**Exercise details**: In the listing below, a line holding "The E2E test for" and a line holding "I used the ksonnet" mark the range. Retype both exactly, with all lines between them.

**Dataset records**:

........

PR #4151, opened 2019-09-18
anthos config WIP

lluunn:
It's a copy of kfctl_k8s_istio, but remove istio-crd and istio-install.
Keep istio though, they are the resources needed by KF.

/cc @richardsliu @abhi-g

---
This change is [Reviewable](https://reviewable.io/reviews/kubeflow/kubeflow/4151)


lluunn:
Seems the config should go to https://github.com/kubeflow/manifests/tree/master/kfdef

PR #4148, opened 2019-09-18
Use python to define the E2E test workflow for kfctl.

jlewi:
* We need to write an E2E test for kfctl upgrade (kubeflow/kfctl#35).

  Before we do that we want to remove ksonnet from our existing E2E test.

  The E2E test for upgrades will be very similar to the kfctl E2E test
  so it makes sense to convert that test to python before writing
  the upgrade test.

* Related to kubeflow/kubeflow#3035 migrate e2e tests off ksonnet

---
This change is [Reviewable](https://reviewable.io/reviews/kubeflow/kubeflow/4148)

PR #4154, opened 2019-09-19
e2e: existing_arrikto: initial e2e test

yanniszark:
Initial E2E test for existing_arrikto.
This should ensure that nothing breaks with new PRs.
In the near future, we should move this to a pyfunc.

---
This change is [Reviewable](https://reviewable.io/reviews/kubeflow/kubeflow/4154)


nrchakradhar:
@yanniszark 
For my understanding can you please let me know what is the reason behind having cluster_creation as a script inside kfctl_go_test.py instead of a separate step in the "dag" which is added only if cluster_creation param is True? This would make it similar to the delete_cluster_step addition.

There is hard coding for cluster name, zone, in 
https://github.com/kubeflow/kubeflow/blob/0c244a34f416305cb3ca8b0648a08c0000b76116/testing/kfctl/delete_existing_cluster.py#L20-L22
that should match with 
https://github.com/kubeflow/kubeflow/blob/0c244a34f416305cb3ca8b0648a08c0000b76116/testing/kfctl/create_existing_cluster.sh#L16-L18

By making creation also a step, it would be possible to remove the hard coding also.
If its cumbersome to change and better modular approach will follow with py_func then its okay.

yanniszark:
@nrchakradhar currently, this is a dirty approach to get it working.
Once I have something working, I can begin to clean it up.

For the separate DAG step, I was actually thinking of including deletion in the kfctl_delete step instead of making a new step.
kfctl would create and delete a cluster in those steps for other configs, so it's not a stretch imo.

yanniszark:
@jlewi this is ready for review.
I used the ksonnet way because it seems that things are still pending on the python front.
Once the dust has settled around py_func, I will port the existing_arrikto test to it.

Initial E2E test for existing_arrikto:
* Initial test runs the same tests as the GCP configs.
* Instead of an on-prem cluster, a GKE cluster is used for starters.

Some changes I had to make:
* `kfctl_go_test`: for GCP, the cluster is created by the kfctl binary. For existing_arrikto, we need to supply a cluster, so a new argument `cluster_creation_script` is introduced.
* `kfctl_is_ready`: the list of deployments to check includes gcp-specific applications and is parameterized based in the python code based on the `basic_auth`, `use_istio` parameters. A new argument `checklist` is introduced, which explicitly states the list of Deployments/StatefulSets to check.
* `kfctl_delete_test`: as with `kfctl_go_test`, we need to delete the cluster we created earlier, as it won't be cleaned up by kfctl. To achieve that, we add a new `cluster_deletion_script` argument.
* Namesuffix is determined implicitly by the basic_auth, istio params. We add a `nameSuffix` param to explicitly set it.

testing/kfctl/kf_is_ready_test.py
```diff
@@ -29,6 +30,20 @@ def test_kf_is_ready(namespace, use_basic_auth, use_istio):
 
   util.load_kube_config()
 
+  # If a checklist is provided, use that instead.
+  if checklist:
+    with open(checklist) as f:
+      items = yaml.safe_load(f)
+    for item in items:
+      if item["kind"] == "Deployment":
+        util.wait_for_deployment(api_client, item["namespace"], item["name"], 10)
```
kkasravi: too bad we can't check status conditions for these

yanniszark: Is this more desirable  over checking that replicas == readyReplicas that the code does right now?
If yes, we could improve the util library in kubeflow/testing.

kkasravi: i've seen crashloopbackoff in a number of scenarios for the pods

no intent to hold up your PR, opening an issue is perhaps a better idea,
where applications and events could be checked

Feel free to open an issue otherwise I can

thanks yannis

testing/kfctl/scripts/create_existing_cluster.sh
```diff
@@ -0,0 +1,34 @@
+#!/bin/bash
```
nrchakradhar: Can the functionality of this script be achieved by 

https://github.com/kubeflow/testing/blob/a841aa0b2b1f6b64e06f5ab2be9f6df2ba3b214e/py/kubeflow/testing/util.py#L166-L170

testing/kfctl/scripts/delete_existing_cluster.sh
```diff
@@ -0,0 +1,8 @@
+#!/bin/bash
```
nrchakradhar: Can this be used here.
https://github.com/kubeflow/testing/blob/a841aa0b2b1f6b64e06f5ab2be9f6df2ba3b214e/py/kubeflow/testing/util.py#L196-L207

testing/kfctl/kfctl_go_test.py
```diff
@@ -211,10 +214,26 @@ def test_build_kfctl_go(app_path, project, use_basic_auth, use_istio, config_pat
...
+  #
   # Do not run with retries since it masks errors
   util.run([kfctl_path, "apply", "-V", "all"], cwd=app_path)
 
-  verify_kubeconfig(app_path)
+  if not cluster_creation_script:
+    verify_kubeconfig(app_path)
+
+
+def filterSpartakus(spec):
```
nrchakradhar: Probably not needed. This is renamed as filter_sparkatus
https://github.com/kubeflow/kubeflow/blob/77e4ee4a050dcd5d60b79bd28bb7923a065b41b4/testing/kfctl/kfctl_go_test.py#L93

Probably  merge issue.

testing/kfctl/scripts/create_existing_cluster.sh
yanniszark: It can, but it basically requires me to translate the gcloud command to a JSON request body, which is not straightforward.
We can leave this to a followup PR is it's more desirable to do it that way.
I also didn't find any other code using that function.

testing/kfctl/scripts/delete_existing_cluster.sh
yanniszark: This is more straightforward to achieve.
I will try to use it here.

testing/kfctl/kfctl_go_test.py
yanniszark: Exactly, this was a merge issue, I will rebase to fix.

yanniszark:
@abhi-g @jlewi @lluunn
Could you please take a look if everything looks ok so we can get this in?
It will be a great help in merging other PRs and ensuring nothing breaks.

testing/kfctl/kf_is_ready_checklists/kfctl_existing_arrikto_checklist.yaml
```diff
@@ -0,0 +1,153 @@
+# Deployments in namespace kubeflow
```
jlewi: Instead of making this Arrikto specific, should we have a file that is components common to all deployments and then a separate file for anything that is config specific?

nrchakradhar: I was thinking of making more changes here, to generate this list from KfDef Spec used in testing. The approach would be: look into the applications used in KfDef spec, search inside of the generated manifests folder for matching deployments/statefulset etc. I can take a look at this once #4148, this PR and #4187 is merged.
Does that sound reasonable.

yanniszark:
> This will not be unique. A given pull request can trigger multiple invocations of the same test. If you have two runs running simultaneously they would

I agree, I should have explained my reasoning here.
I did it this way so the number of clusters wouldn't grow in an unbounded manner, in case there was a resource leak.
It seemed reasonable to only have one cluster per PR.
If it's not, I will change it to use the build id.

> Why not make this a pytest file and then you can just invoke it directly in your workflow by adding it as a step to the graph.

It required less logic in the jsonnet file.
Also, it didn't seem unreasonable for the time being.

> What if we used this PR to define the appropriate pytest modules for the Arrikto test; get it merged and then as soon as #4148 is merged use that as the basis to generate an appropriate workflow which adds the cluster creation and deletion steps as needed?

I agree about using py_func to define tests for existing_arrikto.
However, the v0.7 is very soon and I'd like to have E2E tests to validate nothing breaks.
Do you think that the python-based testing will make it in time?
In the community meeting, @abhi-g proposed merging the jsonnet tests and convert after v0.7 is out.

testing/kfctl/kf_is_ready_checklists/kfctl_existing_arrikto_checklist.yaml
yanniszark: @nrchakradhar  would be great if we could automate this.
@jlewi the current python test is GCP-specific, that's why I had to find a way to specify what I wanted.
Ideally, the E2E test will discover what is needed.
Otherwise, we could define it in checklist-like files, which can be used by any config.

jlewi:
@yanniszark Is there a way to make this test non-blocking until we've observed that the test is running reliably?

yanniszark:
> @yanniszark Is there a way to make this test non-blocking until we've observed that the test is running reliably?

Not that I know of.
I believe the way to achieve this is to declare a new field in the prow_config.yaml workflow definition (eg optional) and then change the code in run_e2e_workflow (in kubeflow/testing) to act accordingly.
We can open an issue to track this feature request.

> PULL_NUMBER also won't be set in tpostsubmits.

Thanks, I used REPO_NAME and BUILD_ID, which are available in both pre and post submits.
This combination should be unique.

> The naming pattern also doesn't follow the regex used by cleanup_ci.py

Changed the cluster name to start with `kfctl`.

Finally, I opened #4189 to track the necessary improvements to this PR.

testing/kfctl/kf_is_ready_checklists/kfctl_existing_arrikto_checklist.yaml
jlewi: @yanniszark see TODO here
https://github.com/kubeflow/kubeflow/blob/e38c6f3234b301f33226706c285aafb9bd32d357/testing/kfctl/kf_is_ready_test.py#L33

There are a set of applications that should be installed across all deployments (e.g. TFJob, PyTorch,, Pipelines etc....).

Think of this as a compliance tests. These are the applications that should be installed on all KF compliant clusters.

So that list whether specified in a YAML file or in python should be the same for all applications.

Then there should be a list of applications that should only be installed in certain settings; e.g. on GCP with IAP.

So the tests that apply to all components should be written once and reused across all components.

So we should create a list of all the K8s resources common to all deployments.
Then based on either the KFDef spec or command line arguments we should add additional expectations.

So to make the test non GCP specific we should conditionally enable the set of K8s resources to look for GCP resources based on whether the GCP plugin spec is provided in the KFDef file.

jlewi: Thanks @yanniszark for updating kfctl_go_test.py.
Can we remove this file now?

testing/kfctl/kf_is_ready_test.py
```diff
@@ -33,36 +35,79 @@ def test_kf_is_ready(namespace, use_basic_auth, use_istio):
...
+    "application-controller-stateful-set",
+    "seldon-operator-controller-manager",
   ]
 
-  ingress_related_deployments = []
+  with open(path.join(app_path, "app.yaml")) as f:
+    kfdef = yaml.safe_load(f)
+  platform = kfdef["spec"]["platform"]
+
+  if platform == "gcp":
```
jlewi: nit: can we combine this with the if/else below.

jlewi:
Thanks @yanniszark can we delete kfctl_existing_arrikto_checklist.yaml now?

jlewi:
FYI: I just lgtm'd #4187 which refactors kfctl_go_test.py. Hopefully this doesn't impact you.

nrchakradhar:
#4232 is also modifying kfctl_go_test.py to include a new flag. Probably the number of flags should be reduced and could be a separate PR though.

yanniszark:
@jlewi tests are failing because we use the extensions v1beta1 client to check deployments.
https://github.com/kubeflow/testing/blob/e1f4fa27a2b6f5be5c4ef27d8a0718a96c04562d/py/kubeflow/testing/util.py#L412

bootstrap/pkg/kfapp/coordinator/coordinator.go
```diff
@@ -142,7 +142,13 @@ func (coord *coordinator) getPackageManagers(kfdef *kfdefsv3.KfDef) *map[string]
 // kftypesv3.LoadKfApp which will try and dynamically load a .so
 //
 func getPackageManager(kfdef *kfdefsv3.KfDef) (kftypesv3.KfApp, error) {
-	switch kfdef.Spec.PackageManager {
+
+	packageManager := kfdef.Spec.PackageManager
```
jlewi: Why are there kfctl changes in this PR?

yanniszark: @jlewi these are minor fixes which became necessary after the new semantics PR was merged.
I have opened a separate PR to add them, but I also include them here to get the tests working.
https://github.com/kubeflow/kubeflow/pull/4244

jlewi: Got it. Thanks

jlewi:
@yanniszark Can you let me know when the coordinator.go changes have been merged and this PR has been rebased to remove those changes. Then I'll approve this one.

yanniszark:
Got this error from the KFServing test:
```
```

Probably a transient network error ?
/retest

jlewi:
@yanniszark Should we enable  this only on post-submit and not presubmit until we have a track record that its running reliably? Reverting PRs that break postsubmits is reasonable.

Should we split the improvements to kfctl_test_ready into a separate PR? Would this help distinguish problems with kfctl_existing_arrikto vs. the tests for the individual applications?

Is the KFServing test just checking that KFServing is deployed correctly? Or is it trying to use KFServing?

jlewi:
We could also guard the additional tests in is_ready to not run them in presubmits so we can verify they are running reliably before invoking them on presubmit.

yanniszark:
@jlewi the last few runs have tests failing for random reasons (see kfserving above) or timing out waiting for a deployment to be ready (GCP test waiting for the metadata service).

> @yanniszark Should we enable this only on post-submit and not presubmit until we have a track record that its running reliably? Reverting PRs that break postsubmits is reasonable.

Do postsubmits run after the merge has been made or after the approve is given?

> Is the KFServing test just checking that KFServing is deployed correctly? Or is it trying to use KFServing?

Not sure, this is not something I have touched.

> Should we split the improvements to kfctl_test_ready into a separate PR? Would this help distinguish problems with kfctl_existing_arrikto vs. the tests for the individual applications?

How about just disabling the check for the metadata deployment?
It seems to be causing most of the failures I have seen.

jlewi:
@yanniszark postsubmits are run after the PR is merged.   My suggestion is to only enable new tests as blocking presubmits after we've baked them using postsubmits to ensure the new tests aren't flaky. This is purely defensive to ensure the new tests don't end up blocking PRs because of flakiness.

If we are monitoring the postsubmits pretty actively and the tests are reliable then we can rollback any breaking PRs.

My suggestion would be to do this as follows

1. modify prow_config.yaml to only trigger existing_arrikto on postsubmit
1. In kfctl_is_ready_test.py only add the new resources to the lists if job_type is not presubmit

jlewi:
even better for kfctl_is_ready_test.py would be to run the test but leverage pytest to mark it as an expected failure.  Off hand I'm not sure exactly how to do this without adding two steps to the graph.

Its possible with pytest its as simple as adding two test functions to the python file one that runs  the new tests and one that runs the old tests and then adding the pytest annotation to indicate the new one is expected to fail.

yanniszark:
@jlewi I generally agree with being conservative.
However, the kfctl_is_ready test is very lacking.
It's basically not checking half the things that have been deployed.
I have tried to include as much as possible there and just made the metadata deployments optional, which seem to cause issues.

I also made the existing_arrikto test a postsubmit.

jlewi:
Thanks.
Looks like you got some conflicts
/lgtm
/approve

yanniszark:
@jlewi I'm getting failed tests from the kfctl-go-build-deploy test.
It's timing out while waiting for components to be ready.
AFAIK, this is a new test, any idea why it's failing when it seems to use more or less the same config as the other GCP tests?

/retest

testing/workflows/components/kfctl_go_test.jsonnet
```diff
@@ -33,7 +33,13 @@ local runPath = srcDir + "/testing/workflows/run.sh";
 local kfCtlPath = srcDir + "/bootstrap/bin/kfctl";
 local kubeConfig = testDir + "/kfctl_test/.kube/kubeconfig";
 
-// Name for the Kubeflow app.
+// cluster_creation_script specifies the script to run in order to create
```
kkasravi: Will we move to the argo_client/tekton_client rather than jsonnet  in a future PR ?

yanniszark: Yes, the issue is https://github.com/kubeflow/kubeflow/issues/4189

yanniszark:
@jlewi could you lgtm again now that I have rebased?

testing/kfctl/kf_is_ready_test.py
```diff
@@ -33,36 +35,88 @@ def test_kf_is_ready(namespace, use_basic_auth, use_istio):
...
       "ml-pipeline-scheduledworkflow",
       "ml-pipeline-ui",
+      "ml-pipeline-viewer-controller-deployment",
+      "mysql",
       "notebook-controller-deployment",
-      "tf-job-operator",
+      "profiles-deployment",
       "pytorch-operator",
-      "katib-controller",
+      "tensorboard",
```
jlewi: Why are we testing tensorboard? That shouldn't even be deployed.

jlewi:
@yanniszark The changes to kfctl_is_ready_test.py seem a bit risky right now. If the test is flaky adding more tests to it is only likely to exacerbate the problem. Can we pull the changes to kfctl_is_ready_test.py into a separate PR?  

I think before we increase coverage of is_read_test we need to split it up; if we test more things in a single test the test is just going to become more unreliable.

jlewi:
@yanniszark I think an easy thing to do would be break it up into multiple tests corresponding to different related groups of servicess

e.g.

def test_kfserving
   _wait_for_deployments(....)
   _wait_for_statefulsets(...)

def test_gcp
    _wait_for_deployments(....)
   _wait_for_statefulsets(...)

That should hopefully give us finer grained signal about what's flaky. We can also easily use annotations to disable one subset or another.

But I'd suggest we do that in a separate PR so we don't keep blocking the arrikto E2E test.

yanniszark:
@jlewi as asked I reverted the extra coverage of the kf_is_ready test.
I filed https://github.com/kubeflow/kubeflow/issues/4294 to track this and I believe it's important to tackle it soon, since we currently don't test a lot of the installed applications.

Can you please comment on the issue with your suggestions on implementation?

Some questions I had on the approach you proposed were:
* How do we skip certain tests if this is split in multiple ones?
* What are test annotations and how are they used? Are they a pytest feature?
Let's continue this on https://github.com/kubeflow/kubeflow/issues/4294.

If the presubmit passes we should be good to go, based on your latest review.

PR #4525, opened 2019-11-25
configuring scheduler name from configmap

itayvallach:
Set environment variable SCHEDULER_NAME in"notebook-controller-parameters" ConfigMap and it will be used as the notebook scheduler.

---
This change is [Reviewable](https://reviewable.io/reviews/kubeflow/kubeflow/4525)

### DIFF
--- a/components/notebook-controller/controllers/notebook_controller.go
+++ b/components/notebook-controller/controllers/notebook_controller.go
@@ -328,6 +328,10 @@ func generateStatefulSet(instance *v1beta1.Notebook) *appsv1.StatefulSet {
 			FSGroup: &fsGroup,
 		}
 	}
+	schedulerName := os.Getenv("SCHEDULER_NAME")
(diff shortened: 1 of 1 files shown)


itayvallach:
@googlebot I signed it!

components/notebook-controller/controllers/notebook_controller.go
```diff
@@ -328,6 +328,10 @@ func generateStatefulSet(instance *v1beta1.Notebook) *appsv1.StatefulSet {
 			FSGroup: &fsGroup,
 		}
 	}
+	schedulerName := os.Getenv("SCHEDULER_NAME")
+	if len(schedulerName) > 0 {
+		podSpec.SchedulerName = schedulerName
+	}
```
yeya24: Don' t think this is a good way to configure the scheduler in notebook controller. We should control this through the notebook CR itself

........

**Solution to this task**:
  The E2E test for upgrades will be very similar to the kfctl E2E test
  so it makes sense to convert that test to python before writing
  the upgrade test.

* Related to kubeflow/kubeflow#3035 migrate e2e tests off ksonnet

---
This change is [Reviewable](https://reviewable.io/reviews/kubeflow/kubeflow/4148)

PR #4154, opened 2019-09-19
e2e: existing_arrikto: initial e2e test

yanniszark:
Initial E2E test for existing_arrikto.
This should ensure that nothing breaks with new PRs.
In the near future, we should move this to a pyfunc.

---
This change is [Reviewable](https://reviewable.io/reviews/kubeflow/kubeflow/4154)


nrchakradhar:
@yanniszark 
For my understanding can you please let me know what is the reason behind having cluster_creation as a script inside kfctl_go_test.py instead of a separate step in the "dag" which is added only if cluster_creation param is True? This would make it similar to the delete_cluster_step addition.

There is hard coding for cluster name, zone, in 
https://github.com/kubeflow/kubeflow/blob/0c244a34f416305cb3ca8b0648a08c0000b76116/testing/kfctl/delete_existing_cluster.py#L20-L22
that should match with 
https://github.com/kubeflow/kubeflow/blob/0c244a34f416305cb3ca8b0648a08c0000b76116/testing/kfctl/create_existing_cluster.sh#L16-L18

By making creation also a step, it would be possible to remove the hard coding also.
If its cumbersome to change and better modular approach will follow with py_func then its okay.

yanniszark:
@nrchakradhar currently, this is a dirty approach to get it working.
Once I have something working, I can begin to clean it up.

For the separate DAG step, I was actually thinking of including deletion in the kfctl_delete step instead of making a new step.
kfctl would create and delete a cluster in those steps for other configs, so it's not a stretch imo.

yanniszark:
@jlewi this is ready for review.
I used the ksonnet way because it seems that things are still pending on the python front.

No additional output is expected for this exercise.